サイバー攻撃の手口が多様化・高度化するなか、単一の対策だけで情報を守り切るのは困難です。そこで重要になるのが「多層防御(Defense in Depth)」という考え方です。これは、情報セキュリティを複数の階層(レイヤー)で守るという設計思想です。
例えば、近年Webアプリケーションにログインする際に、ID/パスワードのほかに、6桁の数字を入力することが求められるシーンがあります。このように複数の要素・レイヤーを組み合わせてサイバー攻撃から防御することが一般的となっています。

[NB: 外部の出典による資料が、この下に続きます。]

PR #1828, opened 2023-05-18
Transformapply WordEmbeddings

e-strauss:
- implemented transformapply for new encoder for word embeddings
- added new argument "embedding" in transform apply to pass the embedding matrix to the transform apply, the dictionary for the necessary recode is passed via "meta" argument
- added unit tests

### DIFF
--- a/src/main/java/org/apache/sysds/runtime/compress/colgroup/AColGroup.java
+++ b/src/main/java/org/apache/sysds/runtime/compress/colgroup/AColGroup.java
@@ -32,6 +32,8 @@ import org.apache.sysds.runtime.compress.colgroup.indexes.IColIndex.SliceResult;
 import org.apache.sysds.runtime.compress.colgroup.scheme.ICLAScheme;
 import org.apache.sysds.runtime.compress.cost.ComputationCostEstimator;
 import org.apache.sysds.runtime.compress.estim.CompressedSizeInfoColGroup;
+import org.apache.sysds.runtime.compress.estim.encoding.IEncode;
+import org.apache.sysds.runtime.compress.lib.CLALibCombineGroups;
 import org.apache.sysds.runtime.data.DenseBlock;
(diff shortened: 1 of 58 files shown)


src/main/java/org/apache/sysds/runtime/transform/encode/MultiColumnEncoder.java
```diff
@@ -314,11 +314,12 @@ public MatrixBlock apply(CacheBlock<?> in) {
 	public MatrixBlock apply(CacheBlock<?> in, int k) {
 		// domain sizes are not updated if called from transformapply
 		boolean hasUDF = _columnEncoders.stream().anyMatch(e -> e.hasEncoder(ColumnEncoderUDF.class));
+		boolean hasWE = _columnEncoders.stream().anyMatch(e -> e.hasEncoder(ColumnEncoderWordEmbedding.class));
 		for(ColumnEncoderComposite columnEncoder : _columnEncoders)
 			columnEncoder.updateAllDCEncoders();
 		int numCols = getNumOutCols();
 		long estNNz = (long) in.getNumRows() * (hasUDF ? numCols : (long) in.getNumColumns());
-		boolean sparse = MatrixBlock.evalSparseFormatInMemory(in.getNumRows(), numCols, estNNz) && !hasUDF;
+		boolean sparse = MatrixBlock.evalSparseFormatInMemory(in.getNumRows(), numCols, estNNz) && !hasUDF && !hasWE;
```
e-strauss, line 322: actually the "&& !hasWE" is not needed anymore, cuz I am using in the this version "quickSetValue" which should work for both sparse and dense, correct?

phaniarnab: Yes. For UDF encoders we forced dense as we cannot derive the sparsity of the outputs. But for embeddings, you already know the number of nonzeros.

ここでは、社内のITシステムを守るためにどのような防御策を組み合わせればいいのかを見ていきます。

物理的防御

情報資産へのアクセスに対して、物理的に防御を行います。
サーバールームへの立ち入り制限、ICカードなどによる入退室管理、防犯カメラの設置など。
情報機器に物理的にアクセスされないようにすることが基本です。

ネットワーク防御

攻撃者に対して、社内のネットワークにアクセスさせないように防御を行います。ファイアウォールによる通信制御、IDS/IPSによる不正侵入検知・防御、VPNによる安全なリモートアクセスなどが挙げられます。

端末防御

社員が使用するPCやスマートフォンなどのデバイスに関する防御です。ウイルス対策ソフトの導入、OSやアプリのパッチ適用、ストレージの暗号化などを行います。

アプリケーション防御

企業が提供するWebアプリケーションに対する防御です。構築する際にはセキュアコーディングを徹底し、公開系システムにはWAF(Web Application Firewall)を導入して、脆弱性を狙う攻撃から防御を行います。

人的防御

セキュリティインシデントは、人によるサイバー攻撃や不注意によっても発生します。セキュリティポリシーの整備と社員教育、標的型メール訓練、インシデント発生時の対応訓練など、人的なミスや不注意によるインシデントを防ぐための取り組みです。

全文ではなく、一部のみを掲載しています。